PR #230, opened 2025-03-11
build-locally scripts can now build the galasa-boot-embedded image locally

eamansour:
## Why?
See https://github.com/galasa-dev/projectmanagement/issues/2161

## Changes
- Added an optional `--docker` flag to the build-locally script in tools and the OBR module that results in the galasa-boot-embedded image being built locally
- Added a `setup-minikube-docker-registry.sh` script to perform the relevant setup required for minikube to be able to pull locally-built images when running a local Galasa service

### DIFF
--- a/tools/setup-minikube-docker-registry.sh
+++ b/tools/setup-minikube-docker-registry.sh
@@ -253,3 +253,4 @@ fi
 push_galasa_images_to_local_registry
 
 success "Local Docker registry has been successfully set up and populated with locally-built Galasa images!"
+info "If you wish to install a local Galasa service on minikube using the Helm chart, set the 'galasaRegistry' Helm value to 'localhost:5000' so minikube can pull the images from the local registry."
--- a/tools/setup-minikube-docker-registry.sh
+++ b/tools/setup-minikube-docker-registry.sh
@@ -134,6 +134,9 @@ function check_tool_is_installed {
 #-----------------------------------------------------------------------------------------
 function check_docker_installed {
     check_tool_is_installed "docker"
+    docker version > /dev/null 2>&1
+    rc=$?
+    check_exit_code ${rc} "The docker daemon is not running. Start it and try again."
 }
 
 #-----------------------------------------------------------------------------------------
--- a/tools/setup-minikube-docker-registry.sh
+++ b/tools/setup-minikube-docker-registry.sh
@@ -11,6 +11,8 @@
 # Objectives: Sets up and populates a local Docker registry with Docker images used for
 # Galasa development.
 #
+# Note: This script has only been tested on macOS.
+#
 #-----------------------------------------------------------------------------------------
 
 # Where is this script executing from ?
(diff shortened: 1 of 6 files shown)


tools/setup-minikube-docker-registry.sh
```diff
@@ -0,0 +1,256 @@
...
+
+#-----------------------------------------------------------------------------------------
+# Functions
+#-----------------------------------------------------------------------------------------
+function clean_up_before_set_up {
+    h2 "Cleaning up any existing Docker containers..."
+
+    docker stop docker-to-minikube-socat | xargs docker rm
+
+    success "Clean-up completed OK"
```
jadecarino, line 94: When I ran this script myself I got the below:
```
Cleaning up any existing Docker containers...
Cannot connect to the Docker daemon at unix:///var/run/docker.sock. Is the docker daemon running?
[✔] Clean-up completed OK
```
Maybe there should be an extra check before trying to use `docker` to check if the docker daemon is running?

tools/setup-minikube-docker-registry.sh
```diff
@@ -0,0 +1,256 @@
...
+    rc=$?
+    check_exit_code ${rc} "Failed to push the ${retagged_image_name} image to the local Docker registry"
+    success "Image ${retagged_image_name} pushed to local Docker registry OK"
+}
+
+#-----------------------------------------------------------------------------------------
+function setup_local_registry_for_minikube {
+    h2 "Configuring minikube to be able to pull images from a local Docker registry..."
+    minikube_ip=$(minikube ip)
+    rc=$?
```
jadecarino, line 210: Similarly I got the same error about docker daemon not running here:
```
Configuring minikube to be able to pull images from a local Docker registry...
❌  Exiting due to GUEST_STATUS: Unable to get control-plane node minikube host status: state: unknown state "minikube": docker container inspect minikube --format={{.State.Status}}: exit status 1
stdout:


stderr:
Cannot connect to the Docker daemon at unix:///var/run/docker.sock. Is the docker daemon running?
```

jadecarino (changes requested):
This looks great! Two comments (although these would be fixed from the same change) based on when I ran it myself - checking for the dameon running first might be a good addition.

As discussed I also got an error as I didn't have your changes to the webui script initially but I don't think thats a big issue, so no need to add anything for that one.

tools/setup-minikube-docker-registry.sh
eamansour: Thanks, added a check at the start of the script to check that the docker daemon is running in https://github.com/galasa-dev/galasa/pull/230/commits/cf29af5153ba3a84eded76c18329264971891f90

tools/setup-minikube-docker-registry.sh
eamansour: Extra docker daemon check added in https://github.com/galasa-dev/galasa/pull/230/commits/cf29af5153ba3a84eded76c18329264971891f90

jadecarino (approved):
Looks good to me!

PR #236, opened 2025-03-26
Add the ability to load custom resource management providers

eamansour:
## Why?
See https://github.com/galasa-dev/projectmanagement/issues/2067

## Changes
- Added functionality to pull a test stream, includes, and excludes from environment variables
- Resource management now loads bundles with the IResourceManagementProvider service from a given test stream as well as ones in the uber OBR, and the providers are filtered based on the provided includes and excludes regex lists


modules/framework/galasa-parent/dev.galasa.framework.resource.management/src/main/java/dev/galasa/framework/resource/management/internal/MonitorConfiguration.java
```diff
@@ -0,0 +1,58 @@
...
+    private List<Pattern> convertListToPatternList(List<String> regexList) throws FrameworkException {
+        List<Pattern> patternList = new ArrayList<>();
+        for (String pattern : regexList) {
+            String patternToAdd = pattern;
+
+            // Patterns like '*' and '*mysuffix' are not valid regex patterns alone, so convert them into valid
+            // patterns like '.*' and '.*mysuffix' to accept any character (.) zero or more times (*) in prefixes.
+            if (pattern.startsWith("*")) {
+                patternToAdd = "." + pattern;
+            }
```
eamansour: Is this necessary? If we say we only expect valid regex patterns, then this won't be needed since a pattern like `*myMonitorClass` isn't valid.

modules/framework/galasa-parent/dev.galasa.framework.resource.management/src/main/java/dev/galasa/framework/resource/management/internal/MonitorConfiguration.java
```diff
@@ -0,0 +1,58 @@
...
+
+    public List<Pattern> getIncludesRegexList() {
+        return includesRegexList;
+    }
+
+    public List<Pattern> getExcludesRegexList() {
+        return excludesRegexList;
+    }
+
+    private List<Pattern> convertListToPatternList(List<String> regexList) throws FrameworkException {
```
eamansour: Should this pattern compilation be moved somewhere else?

modules/framework/galasa-parent/dev.galasa.framework.resource.management/src/main/java/dev/galasa/framework/resource/management/internal/MonitorConfiguration.java
techcobweb: Think it depends if we want to support glob matching or regex. Seems that glob matches should be sufficient so supporting *.x.y.z should probably match .*[.]x[.]y[.]z ?

techcobweb: glob matches are easier for people to get right

modules/framework/galasa-parent/dev.galasa.framework.resource.management/src/main/java/dev/galasa/framework/resource/management/internal/MonitorConfiguration.java
techcobweb: Possibly, some class that is passed the includes/excludes, then you can ask it isThisClassAllowed(xxx) or something ? Then we can test it in isolation.

modules/framework/galasa-parent/dev.galasa.framework.resource.management/src/main/java/dev/galasa/framework/resource/management/internal/MonitorConfiguration.java
techcobweb: BUT. It's a bit odd only processing the first 'glob' pattern and leaving the others alone. And not converting '.' in the input to '[.]' in the regex.
Why only do this for the startsWith() string, rather than all the way through ?

modules/framework/galasa-parent/dev.galasa.framework.resource.management/src/main/java/dev/galasa/framework/resource/management/internal/MonitorConfiguration.java
```diff
@@ -0,0 +1,58 @@
...
+            // Patterns like '*' and '*mysuffix' are not valid regex patterns alone, so convert them into valid
+            // patterns like '.*' and '.*mysuffix' to accept any character (.) zero or more times (*) in prefixes.
+            if (pattern.startsWith("*")) {
+                patternToAdd = "." + pattern;
+            }
+
+            try {
+                patternList.add(Pattern.compile(patternToAdd));
+            } catch (PatternSyntaxException e) {
+                throw new FrameworkException("Invalid regex pattern provided", e);
```
techcobweb: Think we should use glob matching.

techcobweb: Also, because if the user supplies a weird regex using lots of constructs could it crash or slow things down ? Perhaps we only allow * wildcard and document it.

I'm thinking the precedent is the OSGi bundle includes/excludes thing in terms of which classes are visible outside the bundle.

modules/framework/galasa-parent/dev.galasa.framework.resource.management/src/main/java/dev/galasa/framework/resource/management/internal/ResourceManagement.java
```diff
@@ -161,6 +196,102 @@ public void run(Properties bootstrapProperties, Properties overrideProperties) t
...
+    private void loadRepositoriesFromStream(String streamName, IStreamsService streamsService) throws FrameworkException {
+        IStream stream = streamsService.getStreamByName(streamName);
+
+        // Add the stream's OBR to the repository admin
+        String commaSeparatedObrs = stream.getObrLocation();
+        if (commaSeparatedObrs == null || commaSeparatedObrs.isBlank()) {
+            throw new FrameworkException("No OBR has been configured into the provided test stream");
+        }
+
+        for (String obr : commaSeparatedObrs.split(",")) {
```
techcobweb: I would prefer to see a method which gets an array of OBRs, separate from a loop which adds those to the repository admin.

Comma-separator list handling seems noise in this method when it could be moved to  a dedicated method devoted to get the list of OBRs from the stream.

Why can't the stream object IStream return a list ? seems strange that the function isn't pushed into there.

Also getObrLocation() is a weird name if it can return a comma separated list. Re-name to something more appropriate, or do as suggested above ?

modules/framework/galasa-parent/dev.galasa.framework.resource.management/src/main/java/dev/galasa/framework/resource/management/internal/ResourceManagement.java
```diff
@@ -161,6 +196,102 @@ public void run(Properties bootstrapProperties, Properties overrideProperties) t
...
+            try {
+                repositoryAdmin.addRepository(obr);
+            } catch (Exception e) {
+                throw new FrameworkException("Unable to load repository " + obr, e);
+            }
+        }
+
+        // Add the stream's maven repo to the maven repositories
+        String mavenRepo = stream.getMavenRepositoryUrl();
```
techcobweb: Seems this could be put into a stream.isValid() method ?

techcobweb: And we could have stream.getMavenRepositoryUrl(); return a URL, with a separate stream.getMavenRepositoryUrlAsString(); then if it wasn't a URL it would blow up before we try to use it, without this code worrying about the MalformedURLException

modules/framework/galasa-parent/dev.galasa.framework.resource.management/src/main/java/dev/galasa/framework/resource/management/internal/ResourceManagement.java
```diff
@@ -161,6 +196,102 @@ public void run(Properties bootstrapProperties, Properties overrideProperties) t
...
+    }
+
+    private Set<String> getResourceMonitorsFromRepository(Repository repository) {
+        Set<String> resourceMonitorBundles = new HashSet<>();
+        for (Resource resource : repository.getResources()) {
+            if (resource.getCapabilities() != null) {
+                for (Capability capability : resource.getCapabilities()) {
+                    if (isResourceMonitorCapability(capability)) {
+                        resourceMonitorBundles.add(resource.getSymbolicName());
+                        break;
```
techcobweb: this break isn't clear if you intend breakign out of the inner or outer loop. I always have this issue with nested loops and breaks.
Solution is to put the inner loop into a separate method... like
bool isResourceContainingAResourceMonitor(resource) ?

modules/framework/galasa-parent/dev.galasa.framework/src/main/java/dev/galasa/framework/internal/runner/TestRunnerDataProvider.java
```diff
@@ -7,6 +7,7 @@
 
 import java.util.Properties;
 
+import dev.galasa.framework.BundleManager;
```
techcobweb, line 10: Bit odd adding a new import but no code which uses it ?

modules/framework/galasa-parent/dev.galasa.framework/src/testFixtures/java/dev/galasa/framework/mocks/MockIConfigurationPropertyStoreService.java
```diff
@@ -25,12 +33,20 @@ public class MockIConfigurationPropertyStoreService implements IConfigurationPro
     @Override
     public @NotNull Map<String, String> getPrefixedProperties(@NotNull String prefix)
```
techcobweb, line 34: I'm growing to like the @NotNull and @Null annotations. Useful.

modules/framework/galasa-parent/galasa-boot/src/main/java/dev/galasa/boot/Launcher.java
```diff
@@ -653,4 +655,27 @@ public void setStoresFromEnvironmentVariables(Environment env, Properties bootst
             bootstrap.setProperty("framework.auth.store",authStore);
         }
     }
+
+    private MonitorConfiguration getResourceMonitorConfigFromEnvironment(Environment env) {
```
techcobweb: I might be tempted to move this into the MonitorConfiguration itself, passing the env to it... to keep parsing as close to the code using it, and unit tests of the parsing together...

modules/framework/galasa-parent/galasa-boot/src/main/java/dev/galasa/boot/MonitorConfiguration.java
```diff
@@ -0,0 +1,33 @@
...
+
+public class MonitorConfiguration {
+    
+    private String stream;
+    private List<String> includesRegexList;
+    private List<String> excludesRegexList;
+
+    public MonitorConfiguration(String stream, List<String> includesRegexList, List<String> excludesRegexList) {
+        this.stream = stream;
+        this.includesRegexList = includesRegexList;
```
techcobweb: I guess we should call them globPatterns or something if we move away from regexes ?

modules/framework/galasa-parent/dev.galasa.framework/src/main/java/dev/galasa/framework/internal/runner/TestRunnerDataProvider.java
eamansour: The BundleManager class was moved, the import was just updated to reflect its new location.

modules/framework/galasa-parent/dev.galasa.framework.resource.management/src/main/java/dev/galasa/framework/resource/management/internal/MonitorConfiguration.java
eamansour: Thanks, switched to glob matching in https://github.com/galasa-dev/galasa/pull/236/commits/fa36d081355b9cd4e5ef366e28cde2f8089f0b53

modules/framework/galasa-parent/dev.galasa.framework.resource.management/src/main/java/dev/galasa/framework/resource/management/internal/MonitorConfiguration.java
eamansour: Moved into a MonitorFilter class with unit tests to accompany it in https://github.com/galasa-dev/galasa/pull/236/commits/fa36d081355b9cd4e5ef366e28cde2f8089f0b53

modules/framework/galasa-parent/dev.galasa.framework.resource.management/src/main/java/dev/galasa/framework/resource/management/internal/MonitorConfiguration.java
eamansour: Switched to glob matching in https://github.com/galasa-dev/galasa/pull/236/commits/fa36d081355b9cd4e5ef366e28cde2f8089f0b53

modules/framework/galasa-parent/dev.galasa.framework.resource.management/src/main/java/dev/galasa/framework/resource/management/internal/ResourceManagement.java
eamansour: Clarified in https://github.com/galasa-dev/galasa/pull/236/commits/fa36d081355b9cd4e5ef366e28cde2f8089f0b53

modules/framework/galasa-parent/galasa-boot/src/main/java/dev/galasa/boot/Launcher.java
eamansour: Moved in https://github.com/galasa-dev/galasa/pull/236/commits/fa36d081355b9cd4e5ef366e28cde2f8089f0b53

modules/framework/galasa-parent/galasa-boot/src/main/java/dev/galasa/boot/MonitorConfiguration.java
eamansour: Done in https://github.com/galasa-dev/galasa/pull/236/commits/fa36d081355b9cd4e5ef366e28cde2f8089f0b53

modules/framework/galasa-parent/dev.galasa.framework.resource.management/src/main/java/dev/galasa/framework/resource/management/internal/ResourceManagement.java
eamansour: Added isValid() method and changed getMavenRepositoryUrl() return type in https://github.com/galasa-dev/galasa/pull/236/commits/d7bf0fdb58a20eeca9b4d071476e26ee6797180d

modules/framework/galasa-parent/dev.galasa.framework.resource.management/src/main/java/dev/galasa/framework/resource/management/internal/ResourceManagement.java
eamansour: Sounds good - updated the IStream object to return a List of OBRs and its setter handles the splitting of OBRs in https://github.com/galasa-dev/galasa/pull/236/commits/d7bf0fdb58a20eeca9b4d071476e26ee6797180d

modules/framework/galasa-parent/dev.galasa.framework.api.streams/src/main/java/dev/galasa/framework/api/streams/internal/routes/StreamsTransform.java
```diff
@@ -76,19 +77,19 @@ private StreamData createStreamData(IStream stream) {
 
         StreamData data = new StreamData();
         List<StreamOBRData> streamObrData = new ArrayList<>();
-        String testCatalogUrl = stream.getTestCatalogUrl();
-        String obrLocation = stream.getObrLocation();
+        URL testCatalogUrl = stream.getTestCatalogUrl();
```
techcobweb, line 79: What if the list of OBRs or the single OBR has a trailing slash ?

modules/framework/galasa-parent/dev.galasa.framework.resource.management/src/main/java/dev/galasa/framework/resource/management/internal/MonitorFilter.java
```diff
@@ -0,0 +1,85 @@
...
+
+import java.util.ArrayList;
+import java.util.List;
+import java.util.regex.Matcher;
+import java.util.regex.Pattern;
+import java.util.regex.PatternSyntaxException;
+
+import dev.galasa.framework.spi.FrameworkException;
+
+public class MonitorFilter {
```
techcobweb: This is a classNameFilter ?

modules/framework/galasa-parent/dev.galasa.framework.resource.management/src/main/java/dev/galasa/framework/resource/management/internal/ResourceManagementProviders.java
```diff
@@ -85,37 +83,18 @@ private Set<IResourceManagementProvider> getResourceManagementProviders(
...
-        for (IResourceManagementProvider provider : providersToInclude) {
-            for (Pattern excludePattern : monitorConfig.getExcludesRegexList()) {
-                String providerName = provider.getClass().getCanonicalName();
-                Matcher excludeMatcher = excludePattern.matcher(providerName);
-                if (excludeMatcher.matches()) {
-                    providersToExclude.add(provider);
-                    break;
-                }
+            String monitorClassName = provider.getClass().getCanonicalName();
+            if (filter.isMonitorClassAllowed(monitorClassName)) {
```
techcobweb: Method could be less specific. isPassesConstraints() ? Have a think and come up with something better ?

modules/framework/galasa-parent/dev.galasa.framework.resource.management/src/main/java/dev/galasa/framework/resource/management/internal/ResourceManagement.java
```diff
@@ -219,13 +218,14 @@ void loadMonitorBundles(IBundleManager bundleManager, String stream, IStreamsSer
     private void loadRepositoriesFromStream(String streamName, IStreamsService streamsService) throws FrameworkException {
         IStream stream = streamsService.getStreamByName(streamName);
 
-        // Add the stream's OBR to the repository admin
-        String commaSeparatedObrs = stream.getObrLocation();
-        if (commaSeparatedObrs == null || commaSeparatedObrs.isBlank()) {
-            throw new FrameworkException("No OBR has been configured into the provided test stream");
+        if (!stream.isValid()) {
```
techcobweb: stream.validate() instead ? Then the exception can be way more specific.

modules/framework/galasa-parent/dev.galasa.framework.resource.management/src/main/java/dev/galasa/framework/resource/management/internal/MonitorFilter.java
```diff
@@ -0,0 +1,85 @@
...
+                Pattern patternToAdd = Pattern.compile(convertedPattern);
+                patternList.add(patternToAdd);
+            } catch (PatternSyntaxException e) {
+                throw new FrameworkException("Failed to compile glob pattern into a valid regex pattern", e);
+            }
+        }
+        return patternList;
+    }
+
+    private String getGlobAsRegexString(String globPattern) {
```
techcobweb: JavaClassGlobPattern class needs to process a single glob, turn to regex, fail to construct if it's invalid...etc.

techcobweb: only supporting * and ? excluding any characters which are not fully qualified java class names

modules/framework/galasa-parent/dev.galasa.framework/src/main/java/dev/galasa/framework/internal/streams/Stream.java
```diff
@@ -32,22 +41,33 @@ public void setDescription(String description) {
...
+    public void setTestCatalogUrl(String testCatalogUrl) throws StreamsException {
+        try {
+            this.testCatalogUrl = new URL(testCatalogUrl);
+        } catch (MalformedURLException e) {
+            throw new StreamsException("Invalid testcatalog URL provided", e);
+        }
     }
 
+    @Override
     public boolean getIsEnabled() {
```
techcobweb: isEnabled ??

modules/framework/galasa-parent/dev.galasa.framework/src/main/java/dev/galasa/framework/internal/streams/Stream.java
```diff
@@ -56,12 +76,27 @@ public void setIsEnabled(boolean isEnabled) {
...
+        if (commaSeparatedObrs != null && !commaSeparatedObrs.isBlank()) {
+            obrs = Arrays.asList(commaSeparatedObrs.split(","));
+        }
+        this.obrs = obrs;
     }
 
-    public void setObrLocation(String obrLocation) {
-        this.obrLocation = obrLocation;
+    @Override
+    public boolean isValid() {
```
techcobweb: will change to validate() method

modules/framework/galasa-parent/dev.galasa.framework/src/main/java/dev/galasa/framework/internal/streams/Stream.java
```diff
@@ -56,12 +76,27 @@ public void setIsEnabled(boolean isEnabled) {
...
-        return this.obrLocation;
+    @Override
+    public List<String> getObrs() {
+        return this.obrs;
+    }
+
+    public void setObrs(String commaSeparatedObrs) {
+        List<String> obrs = new ArrayList<>();
+        if (commaSeparatedObrs != null && !commaSeparatedObrs.isBlank()) {
+            obrs = Arrays.asList(commaSeparatedObrs.split(","));
```
techcobweb: needs to be trimmed
can we remove trailing slashes ?

modules/framework/galasa-parent/dev.galasa.framework/src/main/java/dev/galasa/framework/internal/streams/StreamsServiceImpl.java
```diff
@@ -73,7 +73,7 @@ private Stream createStreamFromProperties(String streamName, Map<String, String>
                     streamBean.setDescription(value);
                     break;
                 case "obr":
-                    streamBean.setObrLocation(value);
+                    streamBean.setObrs(value);
```
techcobweb: Could this be called setObrsFromCommaSeparatedList

modules/framework/galasa-parent/dev.galasa.framework/src/main/java/dev/galasa/framework/spi/streams/IStream.java
```diff
@@ -5,18 +5,23 @@
...
     String getDescription();
 
-    String getMavenRepositoryUrl();
+    URL getMavenRepositoryUrl();
 
-    String getTestCatalogUrl();
+    URL getTestCatalogUrl();
 
-    String getObrLocation();
+    List<String> getObrs();
```
techcobweb: Can we have an OBR object ?

modules/framework/galasa-parent/dev.galasa.framework/src/main/java/dev/galasa/framework/spi/streams/IStream.java
```diff
@@ -5,18 +5,23 @@
  */
 package dev.galasa.framework.spi.streams;
 
+import java.net.URL;
+import java.util.List;
+
 public interface IStream {
 
     String getName();
```
techcobweb, line 13: Is this name validated already by the time we have an IStream object ?

modules/framework/galasa-parent/dev.galasa.framework/src/testFixtures/java/dev/galasa/framework/mocks/MockStream.java
```diff
@@ -67,19 +58,28 @@ public void setDescription(String description) {
...
+        this.obrs = obrs;
     }
 
     public void setEnabled(boolean isEnabled) {
         this.isEnabled = isEnabled;
     }
+
+    @Override
+    public boolean isValid() {
+        boolean isValid = (
```
techcobweb: implementation inside a test class ?

modules/framework/galasa-parent/galasa-boot/src/main/java/dev/galasa/boot/Launcher.java
```diff
@@ -172,7 +171,7 @@ protected void launch(String[] args) throws LauncherException, InterruptedExcept
                 felixFramework.runTest(bootstrapProperties, overridesProperties);
             } else if (isResourceManagement) {
                 logger.debug("Resource Management");
-                MonitorConfiguration monitorConfig = getResourceMonitorConfigFromEnvironment(env);
+                MonitorConfiguration monitorConfig = new MonitorConfiguration(env);
```
techcobweb: Should this be called ResourceManagementConfiguration ?

techcobweb (approved):

modules/framework/galasa-parent/dev.galasa.framework.api.streams/src/main/java/dev/galasa/framework/api/streams/internal/routes/StreamsTransform.java
eamansour: Addressed in https://github.com/galasa-dev/galasa/pull/236/commits/a9ef197a47c1c7da97f4c1566f80ca24bce91184

modules/framework/galasa-parent/dev.galasa.framework.resource.management/src/main/java/dev/galasa/framework/resource/management/internal/MonitorFilter.java
eamansour: Renamed in https://github.com/galasa-dev/galasa/pull/236/commits/a9ef197a47c1c7da97f4c1566f80ca24bce91184

modules/framework/galasa-parent/dev.galasa.framework.resource.management/src/main/java/dev/galasa/framework/resource/management/internal/ResourceManagementProviders.java
eamansour: Addressed in https://github.com/galasa-dev/galasa/pull/236/commits/a9ef197a47c1c7da97f4c1566f80ca24bce91184

modules/framework/galasa-parent/dev.galasa.framework.resource.management/src/main/java/dev/galasa/framework/resource/management/internal/ResourceManagement.java
eamansour: Addressed in https://github.com/galasa-dev/galasa/pull/236/commits/a9ef197a47c1c7da97f4c1566f80ca24bce91184

modules/framework/galasa-parent/dev.galasa.framework.resource.management/src/main/java/dev/galasa/framework/resource/management/internal/MonitorFilter.java
eamansour: Addressed in https://github.com/galasa-dev/galasa/pull/236/commits/a9ef197a47c1c7da97f4c1566f80ca24bce91184

modules/framework/galasa-parent/dev.galasa.framework/src/main/java/dev/galasa/framework/internal/streams/Stream.java
eamansour: Addressed in https://github.com/galasa-dev/galasa/pull/236/commits/a9ef197a47c1c7da97f4c1566f80ca24bce91184

modules/framework/galasa-parent/dev.galasa.framework/src/main/java/dev/galasa/framework/internal/streams/Stream.java
eamansour: Addressed in https://github.com/galasa-dev/galasa/pull/236/commits/a9ef197a47c1c7da97f4c1566f80ca24bce91184

modules/framework/galasa-parent/dev.galasa.framework/src/main/java/dev/galasa/framework/internal/streams/Stream.java
eamansour: Addressed in https://github.com/galasa-dev/galasa/pull/236/commits/a9ef197a47c1c7da97f4c1566f80ca24bce91184

modules/framework/galasa-parent/dev.galasa.framework/src/main/java/dev/galasa/framework/internal/streams/StreamsServiceImpl.java
eamansour: Addressed in https://github.com/galasa-dev/galasa/pull/236/commits/a9ef197a47c1c7da97f4c1566f80ca24bce91184

modules/framework/galasa-parent/dev.galasa.framework/src/main/java/dev/galasa/framework/spi/streams/IStream.java
eamansour: Addressed in https://github.com/galasa-dev/galasa/pull/236/commits/a9ef197a47c1c7da97f4c1566f80ca24bce91184

modules/framework/galasa-parent/dev.galasa.framework/src/main/java/dev/galasa/framework/spi/streams/IStream.java
eamansour: Addressed in https://github.com/galasa-dev/galasa/pull/236/commits/a9ef197a47c1c7da97f4c1566f80ca24bce91184

modules/framework/galasa-parent/dev.galasa.framework/src/testFixtures/java/dev/galasa/framework/mocks/MockStream.java
eamansour: Addressed in https://github.com/galasa-dev/galasa/pull/236/commits/a9ef197a47c1c7da97f4c1566f80ca24bce91184

modules/framework/galasa-parent/galasa-boot/src/main/java/dev/galasa/boot/Launcher.java
eamansour: Renamed in https://github.com/galasa-dev/galasa/pull/236/commits/a9ef197a47c1c7da97f4c1566f80ca24bce91184

PR #33, opened 2017-09-19
keep the minutes in one place only

SethTisue:
we want them on the Scala Center site, and if they're there, we
shouldn't duplicate them here


heathermiller:
👍 True! Thanks Seth!

SethTisue:
I should carry this through to the old minutes, too: #34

□ □ □

• Work item
The lines to copy are those above that contain "getCapabilities".

• Task response
+            if (resource.getCapabilities() != null) {
+                for (Capability capability : resource.getCapabilities()) {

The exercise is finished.